A reporter from the newspaper wanted to know how much time do students spent on homework in a typical week, so he passes out questionnaires to students in a grade 9 English class, an art class, and a grade 12 math class. After some time, he then collects them. So is this biased or not?
• This would be biased as it is not a random sample of all students.If he went to all kinds of schools and handed out surveys at random it would be an unbiased survey.
• Perhaps scenarios 1-3 could be mixed up a little? They are identical to the worked example from a previous video on sample bias so I find I'm just parroting back the answers rather than actually having my knowledge tested.
• what is convenience sampling?
• Convenience sampling is given away by its name. It is when the sample you chose is the most convenient for you to sample. For example I could conduct a study about overall satisfaction of any online learning program. I could use a sample of only people on Khan Academy learning statistics. That sample is convenient to me because I am on Khan Academy learning statistics. However that does not reflect overall satisfaction of any online learning program, it only shows us the satisfaction for people learning stats on Khan.
• Is there a book that I can read for deep study of statistics?
• Aren't these questions supposed to test our knowlege of the subject? these are all either common sense or in the video.
• what is the purpose of all this as far weather the questions are bias or not.

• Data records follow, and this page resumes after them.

Issue #785, opened 2021-01-04
isotope parsing should be lifted to InterfileHeader


KrisThielemans:
It's currently in `InterfileImageHeader`

PR #787, opened 2021-01-05
fixing #785: moving isotope name to interfile header

danieldeidda:


src/IO/InterfileHeader.cxx
```diff
@@ -265,7 +266,12 @@ bool InterfileHeader::post_processing()
       catch(...)
         {}
     }
-
+  
+  if (!isotope_name.empty()){
+      this->exam_info_sptr->set_radionuclide(isotope_name);
+      info("isotope name is " + isotope_name);
```
KrisThielemans, line 272:
```suggestion
```
none of the other parsing keywords provide this feedback. People can get it via `list*_info` etc.

KrisThielemans (changes requested):
thanks. tiny change please (use `[ci skip]`)

PR #788, opened 2021-01-06
Add script to change License

KrisThielemans:
First step in #97.

This script seems to be able to change all files, including C++, Python etc, independent of comment characters.


KrisThielemans:
sorry. on wrong branch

• I disagree with Scenario 4's direction of bias. When the senator is polling people who are still using listed landlines, they are likely avoiding using mobile devices intentionally. Those of us who use mobile devices are generally less concerned with internet safety than those who avoid devices with internet access like mobile phones. Can someone explain what I'm missing here? I just think the bias is actually showing an overestimation of the population's view of internet safety.
(1 vote)
• From the author:Hi! Scenario 4 says, "She conducted a poll by calling people using random digit dialing, where computers randomly generate phone numbers so unlisted and mobile numbers can still be reached."

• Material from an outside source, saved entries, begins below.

PR #789, opened 2021-01-06
add script to change license to Apache 2.0

KrisThielemans:
First step in #97.

This script seems to be able to change all files, including C++, Python etc, independent of comment characters.

### DIFF
--- a/scripts/maintenance/change-license.sed
+++ b/scripts/maintenance/change-license.sed
@@ -1,0 +1,23 @@
+# sed script to replace the GNU license statement with an Apache 2.0 one.
+# Copyright (C) 2021 University College London
+# SPDX-License-Identifier: Apache-2.0
+# Author: Kris Thielemans
+#
+# Thanks to https://www.grymoire.com/Unix/Sed.html
+#
+/.*This file is free software; you can redistribute it and\/or modify.*/ {
+# first put 10 lines into the pattern space (as the whole GNU license statement takes ~8 lines)
+N;
+N;
+N;
+N;
+N;
+N;
+N;
+N;
+N;
+N;
+# now replace the GNU license statement with an Apache one
+# preserving any characters used at the start of the line
+  s#(.*)This file is free software; you can redistribute it and/or modify.*\n\1it under the terms.*GNU .*General Public License for more details.#\1SPDX-License-Identifier: Apache-2.0#;
+}
--- a/scripts/maintenance/change-license.sh
+++ b/scripts/maintenance/change-license.sh
@@ -1,0 +1,19 @@
+#! /bin/sh
+# This script runs sed to change the GNU license to Apache 2.0
+# Usage:
+#    change-license.sh <some-path>
+# This will change all files in that path and sub-folders.
+# <some-path> can be replaced by arguments to "find" to limit the scope.
+#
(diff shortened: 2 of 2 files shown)


KrisThielemans:
Would need to exclude FORE code unfortunately, as no signed agreement to change that to Apache 2.0

KrisThielemans:
@casperdcl @dvolgyes if you happen to know this kind of stuff, what do you think? It seems to work fine for me.

dvolgyes:
Hi,

Obviously, there are two parts: software development and software distribution.
For instance, let's assume you have Mozilla License and a GPL license.
You can combine these codes on your computer, but you cannot publish them together.
Most licenses don't care about limitations unless you actually distribute code (binary or source).

The other part is when you cannot even use them together, regardless of distribution,
because you need to publish the code even if you don't want to distribute it (AGPLv3).
This case is kind of known as "closing the cloud loophole". E.g. Google/Amazon/Microsoft use GPL linux
internally, but they do not publish modifications because the code is not distributed in any form,
they just sell cloud services. 

So, if there is no AGPL code in the code repository, your users can combine it with anything,
as long as they don't sell a device or software with the code. 

If you want to enable code share, e.g. inside a project, you can always go for permissive licenses,
but you might end up with the MacOS-situation: they use BSD Unix, but they did not publish anything.

Many people feel that Apache is the most liberal licensing. This isn't true, MIT and BSD-new are more
permissive, and you might end up with issues in case  GPL v1 or v2. (unless it is GPLv1/2 or _newer_)

Here is a compatibility graph:
https://en.wikipedia.org/wiki/License_compatibility#/media/File:Floss-license-slide-image.svg

Long story short: I would recommend BSD-new license for permissive license, unless you have
a strong argument for Apache. It can be combined with BSD, but there are combinations
where Apache doesn't work with other open source licenses. 
It is not too serious issue, Apache v2 is still quite liberal, but BSD is easier, so I would go for BSD.

(Basically, I have two kind of projects: BSD and AGPLv3, depending if I want very permissive or very strict license.
In case of STIR, I would vote for BSD wherever it is possible.)

Quick explanation: "BSD", or "BSD-new" refer to the so called BSD 3-clause license. Old, v1, etc., refers to the 4-clause license. "Simplified" or "FreeBSD" license refers to the 2-clause BSD license.

KrisThielemans:
Thanks @dvolgyes . Helpful, but it wasn't what I tried to ask.

I'm fairly well aware of the different licenses (although your explanation has taught me some more). However, the decision to use Apache 2.0 was made a while ago. I cannot change it to a more permissive license, as I don't hold the copyright (nor does UCL). for most of the code. I did need to get about 15 letters from various institutions agreeing to use Apache 2.0. Don't want to do that again!

Instead, what I was after is a check of the `sh` and `sed` script to see if it does what it's supposed to (and nothing else!), i.e. replace the text in all our files that says it's GPL or LPGL with simply ` SPDX-License-Identifier: Apache-2.0`.

sorry to be unclear!

dvolgyes:
Hi,

I see. I misunderstood it, i will look into the scripts tomorrow. :)

KrisThielemans:
Merging this PR. We'll do a separate PR for the actual update of the headers.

That means the sample included folks who use landlines and mobile devices. The big issue here is that they tried calling over 1000 phone numbers and most people didn't answer. It's likely that the folks who didn't answer a call from a strange phone number are more concerned about privacy than the 100 people who did answer the call.

So if this survey finds that 46% of the 100 respondents are concerned about internet privacy, I'd bet that's an underestimate since the group who didn't answer might care about privacy more in general.